Innovation and R&D REFI’s “innovation” is not in technology labs but in specialized credit expertise. Its edge comes from a purpose-built cannabis lending platform, a disciplined, credit-first underwriting process, and tailored loan structures for this complex regulatory environment. Features like senior secured positions, real estate collateral, and interest rate floors help manage risk and earnings volatility.

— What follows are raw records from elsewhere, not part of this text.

PR #14597, opened 2023-08-28
extended tests for `find_package_prefer_config`

thorsten-klein:
Changelog: Omit
Docs: Omit

By default `CMAKE_FIND_PACKAGE_PREFER_CONFIG` is empty, which behaves exactly the same as setting it to `OFF`. 
Ref: #14550 

### DIFF
--- a/conans/test/functional/toolchains/cmake/test_cmake.py
+++ b/conans/test/functional/toolchains/cmake/test_cmake.py
@@ -722,9 +722,14 @@ class TestCMakeFindPackagePreferConfig:
                      "FindComandante.cmake": find,
                      "ComandanteConfig.cmake": config,
                      "profile_true": profile.format(True),
-                     "profile_false": profile.format(False)})
+                     "profile_false": profile.format(False),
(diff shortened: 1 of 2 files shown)


AbrilRBS:
Hi @thorsten-klein thanks a lot for the contribution.

While I'm the first one to like extra tests when the situation calls for it, this PR introduces a total of 293 new test runs, making the functional test running times jump by quite a lot:


|Os|Old Time|New time|
|----|------|--------|
|Macos|5min|7min 22s|
|Windows|9min 38s|14min 51s (Wow!)|
|Linux|7min 44s|9min|

Is there a chance to simplify the amount of testing needed while keeping the same overall coverage? Thanks!

thorsten-klein:
Yes, this is true. 
I can mark them as slow running tests, so that they are skipped in most CI runs.
But better: I will have a look how I can optimize them. I guess it will be quite hard, since cmake has to run for real at this kind of test.

thorsten-klein:
I will close this PR since it is more a test of cmake than of conan.

PR #14599, opened 2023-08-28
Fix `editable add` remote args

AbrilRBS:
Changelog: Omit
Docs: https://github.com/conan-io/docs/pull/3345

Fix `conan editable` remote args to now properly work - the group was being done in the wrong parser

Found that the new editable remote args were not properly passed. I've fixed it there and checked that the rest of the mutual exclusive groups in the code base is done properly


memsharded (approved):
Curious, why it didn't fail before?

PR #14602, opened 2023-08-29
list python_requires in create graph.json

memsharded:
Changelog: Omit
Docs: Omit

Fix for https://github.com/conan-io/conan/issues/14577#issuecomment-1697078628


AbrilRBS (approved):
Makes sense that the if needs to be after adding the pyrequires, good find :)

PR #14605, opened 2023-08-29
MakeDeps: Provide "require" information, and more styling tweaks

iskunk:
Changelog: Feature: MakeDeps: Provide "require" information, and more styling tweaks.
Docs: Omit

Minor follow-on to #14133 

This includes the following:

* Whitespace adjustments for better visual arrangement;
* Include `(indirect dependency)` comment on applicable components (just an example of what can be done with the `require` info);
* Pass the `require` info to `DepContentGenerator` and `DepGenerator`, as it provides useful context for a dependency;
* Add a footer comment, to clearly indicate the end of the file.

### DIFF
--- a/conan/tools/gnu/makedeps.py
+++ b/conan/tools/gnu/makedeps.py
@@ -230,7 +230,6 @@ class GlobalContentGenerator:
             """)
 
     template_deps = textwrap.dedent("""\
-
             {{ define_variable_value("CONAN_DEPS", deps) }}
             """)
 
@@ -371,10 +370,12 @@ class DepContentGenerator:
 
     template = textwrap.dedent("""\
 
-        # {{ dep.ref }}
+        # {{ dep.ref }}{% if not req.direct %} (indirect dependency){% endif +%}
+
         CONAN_NAME_{{ name }} = {{ dep.ref.name }}
         CONAN_VERSION_{{ name }} = {{ dep.ref.version }}
         CONAN_REFERENCE_{{ name }} = {{ dep.ref }}
+
         CONAN_ROOT_{{ name }} = {{ root }}
 
         {{  define_variable_value("CONAN_SYSROOT_{}".format(name), sysroot) -}}
@@ -398,8 +399,9 @@ class DepContentGenerator:
         {{- define_variable_value("CONAN_COMPONENTS_{}".format(name), components) -}}
         """)
 
-    def __init__(self, dependency, root: str, sysroot, dirs: dict, flags: dict):
+    def __init__(self, dependency, require, root: str, sysroot, dirs: dict, flags: dict):
         self._dep = dependency
+        self._req = require
         self._root = root
         self._sysroot = sysroot
         self._dirs = dirs or {}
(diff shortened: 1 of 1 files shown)


conan/tools/gnu/makedeps.py
```diff
@@ -507,8 +512,9 @@ class DepGenerator:
     Process a dependency cpp_info variables and generate its Makefile content
     """
 
-    def __init__(self, dependency):
+    def __init__(self, dependency, require=None):
```
memsharded: If the ``require`` is always passed, better remove the ``None`` default

conan/tools/gnu/makedeps.py
```diff
@@ -597,6 +603,7 @@ class MakeDeps:
     """
 
     _title = "# This Makefile has been generated by Conan. DO NOT EDIT!\n"
+    _footer = f"# end {CONAN_MAKEFILE_FILENAME}\n"
```
memsharded: Not sure about the value of this footer. No other Conan generated file adds this end-of-file footer, so better remove it to align.

conan/tools/gnu/makedeps.py
```diff
@@ -371,10 +370,14 @@ class DepContentGenerator:
 
     template = textwrap.dedent("""\
 
-        # {{ dep.ref }}
+        # {{ dep.ref }}{% if not req.direct %} (indirect dependency){% endif +%}
+
         CONAN_NAME_{{ name }} = {{ dep.ref.name }}
+
```
memsharded: I removed these lines, because I like visually more compact files, and group all similar things in blocks. For me, all the name, version, ref, are conceptually part of the same "block" of information, and I like to have some visual hints of these information groups.

memsharded (commented):
Thanks for your contribution!

conan/tools/gnu/makedeps.py
iskunk: Whoops, minor oversight there. Was thinking of making it optional at first.

conan/tools/gnu/makedeps.py
iskunk: I'll remove it, but I would advise adopting this as a general convention. A clear footer indicates that you have the entire file, that it was not truncated for one reason or another.

conan/tools/gnu/makedeps.py
iskunk: Okay, I'm glad to see there is thought behind this. I'll leave the blank right before `_ROOT`, as that relates more to the other variables.

conan/tools/gnu/makedeps.py
memsharded: We haven't been reported a truncated file ever in many years. Creation of generated files happen in memory, and written all at once in single operation, extremely unlikely to happen.

iskunk:
Let me know if you have any further concerns with this (updated) patch.

memsharded (approved):

uilianries (approved):

iskunk:
Thanks @memsharded and @uilianries. I'm happy to see this generator finished, merged, and polished off.

Looking forward to seeing what you have in mind for MakeToolchain.

uilianries:
Thank you for your words @iskunk !! About the MakeToolchain, your feedback will be very important too! Regards!

Issue #14620, opened 2023-08-30
[feature] allow regex pattern for `tools.info.package_id:confs`


thorsten-klein:
### What is your suggestion?

It would be nice if users can specify patterns for conf `tools.info.package_id:confs` instead of listing each single conf name.

e.g.
```
[conf]
tools.info.package_id:confs = [ "tools.cmake.*" ]
```

### Have you read the CONTRIBUTING guide?

- [X] I've read the CONTRIBUTING guide

memsharded:
Implemented in https://github.com/conan-io/conan/pull/14621 for 2.0.11

PR #14621, opened 2023-08-30
allow regex pattern for conf tools.info.package_id:confs

thorsten-klein:
Changelog: Feature: Supporting regex pattern for conf `tools.info.package_id:confs`
Docs: https://github.com/conan-io/docs/pull/3382

Ref: #14620 

### DIFF
--- a/conans/model/conf.py
+++ b/conans/model/conf.py
@@ -473,10 +473,12 @@ class Conf:
         # Reading the list of all the configurations selected by the user to use for the package_id
         package_id_confs = self.get("tools.info.package_id:confs", default=[], check_type=list)
         for conf_name in package_id_confs:
-            value = self.get(conf_name)
-            # Pruning any empty values, those should not affect package ID
-            if value:
-                result.define(conf_name, value)
+            matching_confs = [c for c in self._values if re.match(conf_name, c)] or [conf_name]
+            for name in matching_confs:
+                value = self.get(name)
+                # Pruning any empty values, those should not affect package ID
+                if value:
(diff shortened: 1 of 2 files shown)


conans/model/conf.py
```diff
@@ -470,10 +470,12 @@ def copy_conaninfo_conf(self):
         # Reading the list of all the configurations selected by the user to use for the package_id
         package_id_confs = self.get("tools.info.package_id:confs", default=[], check_type=list)
         for conf_name in package_id_confs:
-            value = self.get(conf_name)
-            # Pruning any empty values, those should not affect package ID
-            if value:
-                result.define(conf_name, value)
+            matching_confs = [c for c in BUILT_IN_CONFS if re.match(conf_name, c)] or [conf_name]
```
memsharded: A quick question: If we also want to match the ``user.mycomp.*`` confs, then we would need to iterate better the defined values in the current conf, rather than matching against the ``BUILT_IN_CONFS``? I think this would be a more general approach.

memsharded (commented):
Hi @thorsten-klein 

Thanks for your contribution!
I think this is looking good, but I'd try to generalize it to cover also ``user.*`` confs, I think it is doable.
Also, it is better if you target the ``release/2.0`` branch, as that means it will go into the next ``2.0.11``, not need to wait until the ``2.1``.

memsharded (approved):

AbrilRBS (approved):

czoido (approved):

PR #14622, opened 2023-08-30
clear info.conf for header-only libraries

memsharded:
Changelog: Bugfix: ``tools.info.package_id:confs`` shouldn't affect header-only libraries.
Docs: Omit


AbrilRBS (approved):
Good catch!

franramirez688 (approved):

The firm’s ability to design large, bespoke facilities for leading cannabis operators underscores its structuring know-how. The main challenge is to keep this intellectual edge as the regulatory landscape evolves and more capital providers study or enter the space.


Summary

REFI is a young, specialized mortgage REIT built around financing cannabis-related real estate. Financially, it has shown consistent profitability, growing assets, and reliable cash generation, but with a notable step-up in leverage that increases sensitivity to credit and funding conditions. Strategically, its niche focus, underwriting discipline, and regulatory expertise create a meaningful, but potentially time-limited, advantage while federal restrictions keep big banks on the sidelines. The opportunity is continued growth alongside the cannabis industry; the key risks are regulatory shifts, borrower health, and higher leverage in a still-volatile sector.